If you're looking at the most underrated wrestler of all-time, a good place to start would be 90% of the members of the Four Horsemen through the years that aren't named Ric Flair. Sure, they get their fair share of credit, but they were always overshadowed by Flair and what he was doing, but even then, guys like Arn Anderson, Tully Blanchard and Barry Windham have gained their own respect from wrestling fans through the years, so I couldn't quite include them here.

If you want to go even broader, you could nominate the entire Cruiserweight division in WCW, from the beginning, when it was known as the Light Heavyweight division with "Flyin" Brian Pillman and Jushin "Thunder" Liger leading the way, until the end, when the Jung Dragons and Three Count were having random Ladder Matches against each other for no real reason. The workhorses of the company were always in the division, but they rarely ever got the credit they deserved for the work they put in. For years, the nWo and people like Sting, Diamond Dallas Page, etc got all the publicity in WCW, but everyone knew it was the smaller guys that were the stars of the show. That last part is why I can't go with these guys here. WCW severely underrated the Cruiserweights, but everyone else gave them all the credit in the world, especially the bigger names in the division like Chris Jericho, Rey Mysterio, Dean Malenko, Eddie Guerrero, Juventud Guerrera and so on.

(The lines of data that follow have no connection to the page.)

PR #6015, opened 2020-07-30
MM-27343 Adjust sidebar channel drop IDs to account for archived channels

hmhealey:
When dropping a channel in the sidebar, the index that react-beautiful-dnd gives us only accounts for visible channels, but unfortunately that doesn't include any archived channels which may be within the category.

I added a helper function to convert the provided index to one that includes any archived channels. It does this by finding whatever channel would be above the one we've dropped and ensuring that the new index is immediately after it. The math behind it is a bit sketchy, so I left a bunch of comments which should hopefully explain what's going on.

#### Ticket Link
https://mattermost.atlassian.net/browse/MM-27343


store/index.js
```diff
@@ -212,5 +212,5 @@ export default function configureStore(initialState) {
         detectNetwork: detect,
     };
 
-    return configureServiceStore({}, appReducer, offlineOptions, getAppReducer, {enableBuffer: false});
+    return configureServiceStore(initialState, appReducer, offlineOptions, getAppReducer, {enableBuffer: false});
```
hmhealey, line 215: For some reason, we never passed the preloaded state into the store before. This is only provided by test code, so it'll only affect tests using the store in this way. I'm surprised this wasn't done before, but I guess webapp tests are usually written using more mocks and less relying on real state.

amyblais:
@sudheerDev @devinbinnie Kind note to review for v5.26,

actions/views/channel_sidebar.test.ts
```diff
@@ -29,5 +34,159 @@ describe('setCategoryCollapsed', () => {
         store.dispatch(Actions.setCategoryCollapsed(category1, false));
 
         expect(isCategoryCollapsedFromStorage(getPrefix(store.getState()), store.getState().storage.storage, category1)).toBe(false);
+    }, 10000);
```
sudheerDev, line 37: What is `10000` for?

actions/views/channel_sidebar.ts
```diff
@@ -52,3 +55,48 @@ export function createCategory(teamId: string, displayName: string, channelIds?:
...
+        // The channel is being placed first, so there's nothing above that could affect the index
+        return 0;
+    }
+
+    const category = getCategory(state, categoryId);
+    const filteredChannels = makeGetChannelsForCategory()(state, category);
+
+    if (category.channel_ids.length === filteredChannels.length) {
+        // There are no archived channels in the category, so the targetIndex from react-beautiful-dnd will be correct
+        return targetIndex;
```
sudheerDev, line 80: Do we need to consider channel moving downwards with archive channels?

store/index.js
sudheerDev: I guess rehydration somehow fixes this for us?

devinbinnie: What does this solve? Just curious.

actions/views/channel_sidebar.test.ts
hmhealey: Good catch. I had some issues with the tests before I figured out the store wasn't passing along the initial state, and I thought waiting for a bit might fix it. I'll remove this.

store/index.js
hmhealey: This doesn't have anything to do with rehydration or saving redux state in the webapp. `initialState` is always an empty object when you're running the app itself, but it can be passed down with a set value for use in unit tests. A lot of the tests I've written in mattermost-redux rely on being able to set up an initial state in the store

actions/views/channel_sidebar.ts
hmhealey: Yeah, all the logic below this is about handling archived channels. If there are no archived channels, then react-beautiful-dnd handles everything itself, so targetIndex will already be correct.

amyblais:
@hmhealey Curious if anything is blocking getting this merged for RC1.

hmhealey:
Nope, it's good to merge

A very strong candidate, and someone who made my final three for this before being "eliminated", is Magnum TA. The man was forced into retirement after a car accident in 1986, so I've had to go back and watch his work in the years since, instead of watching it as it happened, but it isn't an exaggeration at all to say that Magnum was well on his way to becoming the NWA's version of Hulk Hogan. He was turning into a huge face star for the company, and had everything ahead of him. NWA World Title reigns were in his future. Major money feuds with Ric Flair, The Great Muta, Ricky Steamboat, Sting and anyone else that the company had in the late-80s were ahead of him. He was only 27 when he had the accident, which destroyed two of his vertebrae. He was partially paralyzed for several months, but his career was cut short before he ever reached his prime. He had only been with the NWA for two years, but they were eventful years. As I said, he was over with crowds. He was so over that Nikita Koloff, who until that point was a hated heel feuding with Magnum, became one of the top faces in the business just for being involved in a storyline where Koloff stated that he came to respect him during the feud and wanted to fight for Magnum since Magnum couldn't do it himself. That led to the infamous article of Wrestling '87 magazine (one of the kayfabe-heavy mags that dominated the scene back then) with the picture of Nikita with "I cry for Magnum TA" next to it. That was huge back in the days of kayfabe, before the internet and "dirt sheets", when everything was "real". I think Magnum is underrated, but more because he wrestled before most of you were watching wrestling (and before a whole lot of you were even born). He wasn't necessarily underrated because of skills or anything like that. Everyone knew he was going to be the next major star in the business if he didn't get injured.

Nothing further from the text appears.